19 patterns: 5 correct (26.3%), 14 wrong (73.7%)

Clearly the performance of the network is improving. After several more iterations of this process of swapping the data and additional training, the network will start performing well on both the training set and the testing set and learning can be stopped. Remember the goal is to achieve good performance on the training set while still being able to respond appropriately to the novel data in the testing set.

Analyze results
Once the training process is complete, we can look more closely at the activations and weights to try to understand how the network has solved the task. In the python interpreter do n.showPerformance() and observe for which images each unit is active. How are the hidden units coding for the different categories of images? For the sunglasses task there is only one hidden unit, so this is pretty straight forward. Next look at the hidden weights. What parts of the image are the hidden units focusing on? Why are these locations of the image important for the given task?

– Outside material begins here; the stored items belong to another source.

PR #10695, opened 2023-05-25
Grid enhancements from user feedback

aptkingston:
## Description
This is a collection of new features and improvements to the grid based on user feedback. There are also some small fixes.

New features:
- Add ability to stripe rows alternate colours. This is disabled at the moment, but the functionality is there so that we can offer it as a setting in the app component when we ship that
image
image
- Automatically scroll grid left/right when dragging columns and near table edges. This makes it much easier to reorder columns in large grids

https://github.com/Budibase/budibase/assets/9075550/c2d62f8e-88e9-47ba-8349-2385fc1297e2

- Center align boolean fields
image

Fixes:
- Fix escape keybind being unreadable in light theme
- Fix issue with bulk deletion if selecting then unselecting a row
- Disable ability to hide the sticky column via the header context menu
- Fix z-index of add column button

Addresses:
- (Linear) BUDI-6996
- (Linear) BUDI-6998 
- (Linear) BUDI-6998


aptkingston:
Merging this in because I want to pull it into the data section multi-dev and get it all up on QA for manual testing.

PR #10701, opened 2023-05-25
Post Sign Up Onboarding Changes

Ghrehh:
## Description
- Removes the data portion of the existing onboarding experience, instead pushing users directly to the new data creation screen.
- Users can now add sample data to existing apps.
- Use the new data screen instead of the existing modal for creating new data sources.
- The last onboarding step will now deposit the user back on the new data screen

Addresses: 
https://linear.app/budibase/issue/BUDI-6949/adapt-post-sign-up-flow
https://linear.app/budibase/issue/BUDI-6931/remove-data-source-modal-and-add-empty-state-for-data-source-page

## Screenshots
|New Page|New Page With Datasource Modal|New Page with Close Button|
|---|---|---|
|Screenshot 2023-05-25 at 16 14 51|Screenshot 2023-05-25 at 16 14 58|Screenshot 2023-05-25 at 16 15 10|


packages/builder/src/components/backend/DatasourceNavigator/modals/GoogleDatasourceConfigModal.svelte
deanhannigan, line 1: If you leave out the variable `onCancel` entirely, won't it achieve the same result? If it's undefined, it does nothing anyway.

melohagan:
Looks awesome! Just wondering if there could be any sorting or grouping added. The datasources don't seem to presented in any particular order in the screenshots.

packages/builder/src/components/backend/DatasourceNavigator/modals/GoogleDatasourceConfigModal.svelte
Ghrehh: Doh, good catch.

Ghrehh:
@melohagan Good point! I've copied the existing sorting code now, so it should be the same sorting as it was previously.

aptkingston (changes requested):
I haven't been through the code yet, but I pulled this down to try it and ran into a few issues straight away:

- The colours are static and don't respect the users theme
image
- ~~Oracle DB is missing~~ (edit - this is just my env)
- There should be 4 columns of datasources rather than unlimited. You can check the figma for reference
- Clicking on any external datasource throws an error and does nothing
image
- When hovering over a datasource, the cursor flips between the default cursor and `pointer` multiple times. This should consistently be `pointer`
- The notification when creating a table says "table foo created"
image

Let's get those sorted first and then I'll review the code 👍

Ghrehh:
@aptkingston Ah, my bad particularly on the external data sources not working, but update when implementing sorting.

All your feedback should be sorted now.

aptkingston (approved):
Code LGTM! Just those few other changes mentioned in my previous comment from manual testing, then should be good to go 👍

deanhannigan (approved):
LGTM! This looks fantastic!

Ghrehh:
@aptkingston Should be good to review again if you want to have a gander

PR #13029, opened 2024-02-13
Create isolated-vm toggle

adrinr:
## Description
Add a toggle to enable isolated-vm. By default this will be off, allowing us to run a controlled isolated-vm release

## Feature branch env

After you have successfully completed the sunglasses example, repeat this process (Steps 1-6 above) on a task of your choice using some subset of the faces image data. In the file lab5.tex explain in detail what you did in each step.

Creating a successful classifier often requires an iterative process. You may find that you need more hidden units. You may find that you need more training examples. Some problems you'd like to try (such as recognizing the emotions in the images) may be too difficult to solve with these down-sized images.

Once you have successfully created a new classifier, take screen shots of your resulting hidden weights and save them in files called hidden1.png, hidden2.png, and so on.

One method of getting screen shots is to right click the mouse on the camera icon at the bottom of your screen. Select properties and then select "Active Window" under "Region to capture". You will only need to do this step once. From now on, it will always grab the active window. Then go to one of the conx weight windows and left click the mouse to make it the active window. Finally left click on the camera to get the screen shot. Include these hidden files as figures in your lab writeup.

Submitting your code

To submit your code, you need to use git to add, commit, and push the files that you modified. Print out the pdf version of the lab5.tex file and hand it in at the start of lab the Tuesday after spring break (March 15).